Your instructions | Type the entries out once more. Match them exactly.

Data shown |
PR #2345, opened 2017-11-29
CLOUDSTACK-10164: bugfix allow users to create a VPC through the UI.

sgoeminn:
https://issues.apache.org/jira/browse/CLOUDSTACK-10164

### DIFF
--- a/plugins/network-elements/nuage-vsp/src/com/cloud/network/manager/NuageVspManagerImpl.java
+++ b/plugins/network-elements/nuage-vsp/src/com/cloud/network/manager/NuageVspManagerImpl.java
@@ -57,6 +57,7 @@ import java.util.ArrayList;
 import java.util.Arrays;
 import java.util.Comparator;
 import java.util.HashMap;
+import java.util.LinkedList;
 import java.util.List;
 import java.util.Map;
 import java.util.Optional;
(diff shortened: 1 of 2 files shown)


rafaelweingartner:
@sgoeminn can you provide a bit more details regarding the problem? Does it only affect 4.10? Specific to a deployment scenario?

sgoeminn:
@rafaelweingartner The problem only occurs in current master. So 4.10 is not affected. To my knowledge all native (non-nuage) CloudStack deployments are affected. During testing another feature this bug came to the surface. So apparently the listNuageVspDomainTemplat cmd was called by the ui when the create vpc dialog was opened. This command failed when no nuage vsp device was present. As a consequence the ui did not show the dialog. So currently it's not possible to create a vpc through the UI with a native CloudStack deployment. This bugfix, adds robustness to the ui that in case the cmd fails the dialog will appear nonetheless . Furthermore I also changed the listNuageVspDomainTemplateCmd to always return an empty result when there is no nuage zone.

plugins/network-elements/nuage-vsp/src/com/cloud/network/manager/NuageVspManagerImpl.java
```diff
@@ -1168,7 +1178,7 @@ private Long getNuageVspHostId(long physicalNetworkId) {
             return config.getHostId();
         }
 
-        throw new CloudRuntimeException("There is no Nuage VSP device configured on physical network " + physicalNetworkId);
```
rafaelweingartner: What about keeping the message here as a log entry?

rafaelweingartner:
Thanks for the details!

What do you think about calling the `listNuageVspDomainTemplateCmd ` when there is no Nuage zone? Shouldn't we only call that method when ACS is deployed with Nuage cofigurations?

sgoeminn:
@rafaelweingartner Thanks, I agree it would not be necessary if there is no nuage zone, however to find that out we would probably need to do more API calls. Making the listNuageVsp.. function returning an empty result fast looked like a better more performance wise solution to me?

rafaelweingartner:
Got it. 
I asked that because I noticed that we have an Ajax inside a success function of another Ajax call. I checked your Java code and I am ok with it; however, the JavaScript is something that needs love, but I know that you did not create that, it was already like this before ;)

rhtyd:
Lgtm, test lgtm as well. I was able to reproduce the issue on latest master. Merging based on nuage plugin tests and Travis, changes are specific to nuage plugin and trillian tests are not necessary.  Thanks.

Written reply |
PR #2345, opened 2017-11-29
CLOUDSTACK-10164: bugfix allow users to create a VPC through the UI.

sgoeminn:
https://issues.apache.org/jira/browse/CLOUDSTACK-10164

### DIFF
--- a/plugins/network-elements/nuage-vsp/src/com/cloud/network/manager/NuageVspManagerImpl.java
+++ b/plugins/network-elements/nuage-vsp/src/com/cloud/network/manager/NuageVspManagerImpl.java
@@ -57,6 +57,7 @@ import java.util.ArrayList;
 import java.util.Arrays;
 import java.util.Comparator;
 import java.util.HashMap;
+import java.util.LinkedList;
 import java.util.List;
 import java.util.Map;
 import java.util.Optional;
(diff shortened: 1 of 2 files shown)


rafaelweingartner:
@sgoeminn can you provide a bit more details regarding the problem? Does it only affect 4.10? Specific to a deployment scenario?

sgoeminn:
@rafaelweingartner The problem only occurs in current master. So 4.10 is not affected. To my knowledge all native (non-nuage) CloudStack deployments are affected. During testing another feature this bug came to the surface. So apparently the listNuageVspDomainTemplat cmd was called by the ui when the create vpc dialog was opened. This command failed when no nuage vsp device was present. As a consequence the ui did not show the dialog. So currently it's not possible to create a vpc through the UI with a native CloudStack deployment. This bugfix, adds robustness to the ui that in case the cmd fails the dialog will appear nonetheless . Furthermore I also changed the listNuageVspDomainTemplateCmd to always return an empty result when there is no nuage zone.

plugins/network-elements/nuage-vsp/src/com/cloud/network/manager/NuageVspManagerImpl.java
```diff
@@ -1168,7 +1178,7 @@ private Long getNuageVspHostId(long physicalNetworkId) {
             return config.getHostId();
         }
 
-        throw new CloudRuntimeException("There is no Nuage VSP device configured on physical network " + physicalNetworkId);
```
rafaelweingartner: What about keeping the message here as a log entry?

rafaelweingartner:
Thanks for the details!

What do you think about calling the `listNuageVspDomainTemplateCmd ` when there is no Nuage zone? Shouldn't we only call that method when ACS is deployed with Nuage cofigurations?

sgoeminn:
@rafaelweingartner Thanks, I agree it would not be necessary if there is no nuage zone, however to find that out we would probably need to do more API calls. Making the listNuageVsp.. function returning an empty result fast looked like a better more performance wise solution to me?

rafaelweingartner:
Got it. 
I asked that because I noticed that we have an Ajax inside a success function of another Ajax call. I checked your Java code and I am ok with it; however, the JavaScript is something that needs love, but I know that you did not create that, it was already like this before ;)

rhtyd:
Lgtm, test lgtm as well. I was able to reproduce the issue on latest master. Merging based on nuage plugin tests and Travis, changes are specific to nuage plugin and trillian tests are not necessary.  Thanks.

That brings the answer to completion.